The goal of this law is to bring back the income and assets held abroad back to the country. As a result, only an Indian resident gets the opportunity to declare undisclosed assets. However, an amendment was made in 2019 in the Act retrospectively, to cover even persons who are non-residents but were resident when the asset was acquired or income was earned outside India.

The government gives a time frame when someone can disclose assets. If the resident holding undisclosed assets declare the assets in the given time frame they are not subject to prosecution.

The resident may want to disclose assets when they have not submitted a return on time, or if they filled and submitted a return they chose not to include certain assets or even when the taxpayer did not provide all the facts and thus the return could not be evaluated.

There are instances when a taxpayer does not get the opportunity to disclose the income and assets. Information received on or before June 30, 2015, is not considered valid because of the date of the act. A resident with unsettled legal offense under the Indian law cannot disclose money. Disclosure opportunity is not available when the tax audit is still under surveillance with accordance to Indian tax laws.

== Valuation ==
The valuation of undisclosed assets is done as per Rule 3 of Black Money (Undisclosed Foreign Income and Assets) and Imposition of Tax Rules, 2015.

== Computation ==
Under normal income tax act, taxpayers are subject to deduction but while computing for such undisclosed foreign assets and income no such deductions will be applicable. While computing, if the assets/income are movable then value computed will be used to calculate the tax but if it is taxed prior then that value would be subtracted from the undisclosed income/asset. In case of immovable object, computation keeps in mind the value at the first day of financial year.

== Penalty ==
=== Related to undisclosed foreign income and assets ===
The taxpayer holding undisclosed foreign income and assets is liable to pay a penalty which is three times the tax computed under section 10 of the article.

=== Related to default in payment of tax arrear ===
If the taxpayer is in default, he/she is liable to pay a penalty which equals amount of tax arrears.

=== Related to other defaults ===

If the taxpayer does not comply with the rules and officers and is subject to defaults then he/she is liable to pay a sum ranging from ₹ 50,000-₹ 2,00,000.

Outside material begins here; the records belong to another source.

PR #1569, opened 2021-08-30
Add BeforeAll and AfterAll hooks

aurelien-reeves:
# Description

Adding BeforeAll and AfterAll hooks. They are executed before all scenarios are executed and
after all scenarios have been executed.

Like the javascript ones, they do not have access to the `World` and they cannot mutate the test environment. Their purpose is to set-up and/or clean-up external things like databases or browsers.

I choose to keep the AfterConfiguration hook as-is. We could consider its purpose not totally the same: AfterConfiguration has access to the configuration, and can even update it. BeforeAll cannot. This is still opened to discussion :p

## Type of change

- This change requires an update of [cucumber.io/docs](https://cucumber.io/docs)

## Update required of cucumber.io/docs

If the [Cucumber documentation](https://cucumber.io/docs/) requires an update,
submit a PR to [cucumber/docs](https://github.com/cucumber/docs/) and
reference it here.

e.g. "Ref: cucumber/docs/pull/#99"

# Checklist:


aurelien-reeves:
So, I choose not to share the `World` with `BeforeAll` and `AfterAll` hooks. It was easier to implement, `cucumber-js` also does that, and it prevents the users trying to share things using the `World` that would actually be lost because - if I am not wrong - the World is newly instanciated for each scenario.

But still, BeforeAll and AfterAll could be used for globally settin-up and cleaning-up things like database, browsers, and things related to the subject under test.

What do you think?

aurelien-reeves:
Question: should we prevent invoking those hooks in dry-run?

luke-hill:
> Should these hooks have access to World

No they should not, it doesn't make sense and doesn't cause any issues

> I have kept AfterConfiguration as well as BeforeAll

That's fine, but in my eyes why don't we just move the logic from AfterConfiguration to BeforeAll - maybe over 2 majors. The concept of anything with the word `After` in it being ran first is just plain wrong imo.

> Should we prevent running hooks in dry run

Yes because dry-run should concern itself with things that a feature/scenario may or may not do (Not a suite). But I am not overly concerned with this

aurelien-reeves:
> 
> 
> > Should these hooks have access to World
> 
> No they should not, it doesn't make sense and doesn't cause any issues

👍

> 
> > I have kept AfterConfiguration as well as BeforeAll
> 
> That's fine, but in my eyes why don't we just move the logic from AfterConfiguration to BeforeAll - maybe over 2 majors. The concept of anything with the word `After` in it being ran first is just plain wrong imo.

So I would suggest to deprecate AfterConfiguration in favor of InstallPlugin rather than BeforeAll. InstallPlugin hook has the configuration object, BeforeAll has not.

> 
> > Should we prevent running hooks in dry run
> 
> Yes because dry-run should concern itself with things that a feature/scenario may or may not do (Not a suite). But I am not overly concerned with this

👍
I'll see what I can do

aurelien-reeves:
As part of this PR, I've added a short document to summarize all the hooks and their purpose.

Could you please review it? It is there: features/docs/writing_support_code/hooks/README.md

features/docs/cli/dry_run.feature
```diff
@@ -84,3 +84,34 @@ Feature: Dry Run
...
+
+  Scenario: With BeforeAll and AfterAll hooks
+    Given a file named "features/test.feature" with:
+      """
+      Feature:
+        Scenario:
+          Given this step fails
+      """
+    And the standard step definitions
+    And a file named "features/step_definitions/support.rb" with:
```
luke-hill, line 96: Can we also add (For my benefit), `Given "this step fails" { raise "Step fails" }` just to cover my OCD of having 2 diff issues

luke-hill:
2 second look looks good for docs, I'll have plenty of review comments but it'll be minor polishes. I'll get to reviewing it in the next day or so. (if you can hold out till then that'll be good).

features/docs/cli/dry_run.feature
aurelien-reeves: This is actually part of "the standard step definitions"
I've copy/paste that from a scenario before that one actually

As this is not the purpose of this scenario, we could replace that with "this step pass" if you want ?

aurelien-reeves:
> 
> 
> 2 second look looks good for docs, I'll have plenty of review comments but it'll be minor polishes. I'll get to reviewing it in the next day or so. (if you can hold out till then that'll be good).

No worries, no rush, take your time :)

features/docs/cli/dry_run.feature
luke-hill: Yes please do. That way we're not testing two things but one

features/docs/writing_support_code/hooks/README.md
```diff
@@ -0,0 +1,123 @@
...
+
+[`AfterConfiguration`](#afterconfiguration) and [`InstallPlugin`](#installplugin)
+hooks are dedicated to plugins and are meant to extend Cucumber. For example,
+[`AfterConfiguration`](#afterconfiguration) allows you to dynamically change the
+configuration before the execution of the tests, and [`InstallPlugin`](#installplugin)
+allows to have some code that would have deeper impact on the execution.
+
+### AfterConfiguration
+
+**Note:** this is a legacy hook. You may consider using [`InstallPlugin`](#installplugin) instead.
```
luke-hill, line 35: Shall we put on here about it being deprecated, or are we doing that elsewhere>?

features/docs/writing_support_code/hooks/README.md
```diff
@@ -0,0 +1,123 @@
...
+```ruby
+AfterConfiguration do |configuration|
+  # configuration is an instance of Cucumber::Configuration defined in
+  # lib/cucumber/configuration.rb.
+end
+```
+
+### InstallPlugin
+
+In addition of the configuration, `IntallPlugin` also has access to some of Cucumber
```
luke-hill, line 46: In addition to the configuration, `InstallPlugin` ...

features/docs/writing_support_code/hooks/README.md
```diff
@@ -0,0 +1,123 @@
+# Cucumber Hooks
+
+Cucumber proposes several hooks to let you specify some code to be executed at
+different stage of the test execution, like before or after the execution of a
```
luke-hill, line 4: different stages of test execution,

features/docs/writing_support_code/hooks/README.md
```diff
@@ -0,0 +1,123 @@
...
+  - Per scenario:
+    - [Around](#around)
+    - [Before](#before-and-after)
+      - Per step:
+        - [AfterStep](#afterstep)
+    - [After](#before-and-after)
+- [AfterAll](#beforeall-and-afterall)
+
+You can define as many hooks as you want. If you have several hooks of the same
+types - for example, several `BeforeAll` hooks - they will be all executed once.
```
luke-hill, line 23: `<new para>`

Multiple hooks of the same type are executed in the order that they were defined. If you wish to control this order, use manual requires in `env.rb` (This file is loaded first), or migrate them all to one `hooks.rb` file.

features/docs/writing_support_code/hooks/README.md
```diff
@@ -0,0 +1,123 @@
...
+```
+
+You can see an example in the [Cucumber Wire plugin](https://github.com/cucumber/cucumber-ruby-wire).
+
+## BeforeAll and AfterAll
+
+`BeforeAll` is executed once before the execution of the first scenario. `AfterAll`
+is executed once after the execution of the last scenario.
+
+They have no parameter. Their purpose is to set-up and/or clean-up your environment
```
luke-hill, line 67: These two types of hooks have no parameters. Their purpose...

features/docs/writing_support_code/hooks/README.md
```diff
@@ -0,0 +1,123 @@
...
+Around do |scenario, block|
+  SomeDatabase::begin_transaction do # this is just for illustration
+    block.call
+  end
+end
+```
+
+## Before and After
+
+`Before` is executed before each scenario. `After` is executed after each scenario.
```
luke-hill, line 98: Lets use the `test_case` naming syntax here.

features/docs/writing_support_code/hooks/before_all_hook.feature
```diff
@@ -0,0 +1,49 @@
...
+
+  Scenario: A single BeforeAll hook
+
+    A BeforeAll hook will be invoked a single time before all the scenarios are
+    executed.
+
+    Given a file named "features/f.feature" with:
+      """
+      Feature: BeforeAll hook
+        Scenario: #1
```
luke-hill, line 17: Question. Is `#` in the scenario name permitted / going to cause problems.

features/docs/writing_support_code/hooks/before_all_hook.feature
```diff
@@ -0,0 +1,49 @@
...
+      """
+    And a file named "features/step_definitions/steps.rb" with:
+      """
+      hookCalled = 0
+
+      BeforeAll do
+        hookCalled += 1
+      end
+
+      Then /^the BeforeAll hook have been called$/ do
```
luke-hill, line 31: `has been called`

features/docs/writing_support_code/hooks/README.md
aurelien-reeves: I would not deprecate it yet, just discourage it. At least for the moment.

But maybe I over-think this 🙇‍♂️

features/docs/writing_support_code/hooks/before_all_hook.feature
aurelien-reeves: I'll check that 😅

aurelien-reeves: I review the scenario, and made some tests.
the `#` character seems to be properly supported in scenario names

features/docs/writing_support_code/hooks/README.md
aurelien-reeves: I'll create a dedicated PR for deprecating it for the next version 👌

features/docs/writing_support_code/hooks/README.md
```diff
@@ -43,7 +47,7 @@ end
 
 ### InstallPlugin
 
-In addition of the configuration, `IntallPlugin` also has access to some of Cucumber
+In addition to the configuration, `IntallPlugin` also has access to some of Cucumber
```
luke-hill, line 50: InstallPlugin

luke-hill (approved):

mattwynne:
> Should these hooks have access to World

There is a use-case for these hooks being able to set some kind of read-only initial state/context so that, for example, you could access the database connection you created in the `BeforeAll` hook from step defs. There are obviously other ways of doing this in Ruby, but if we can see a way to do this and avoid people having to use class props / global variables, that would be nice.

For example, we could pass a reference to a mutable `test_run_context` hash into this hook, which we then surface as a read-only hash in the `World` hook.

aurelien-reeves:
> There is a use-case for these hooks being able to set some kind of read-only initial state/context so that, for example, you could access the database connection you created in the `BeforeAll` hook from step defs. There are obviously other ways of doing this in Ruby, but if we can see a way to do this and avoid people having to use class props / global variables, that would be nice.
> 
> For example, we could pass a reference to a mutable `test_run_context` hash into this hook, which we then surface as a read-only hash in the `World` hook.
> 
> Of course, we can do that as a second iteration.

As you said, I suggest to do that as part of a second iteration, or even just waiting for user feedback and requests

=== Related to failure in filing return ===

If a person fails to file return before the end of that assessment year then he/she is subject to ₹ 10,00,000 penalty. There will be no penalty if the aggregate balance in one or more foreign bank account is less than ₹ 5,00,000.

=== Related to failure to provide information or provide inaccurate particulars while filing ===

If a person provides inaccurate information or does not provide information in general is subject to penalty of ₹ 10,00,000. There will be no penalty if the aggregate balance in one or more foreign bank account is less than ₹ 5,00,000.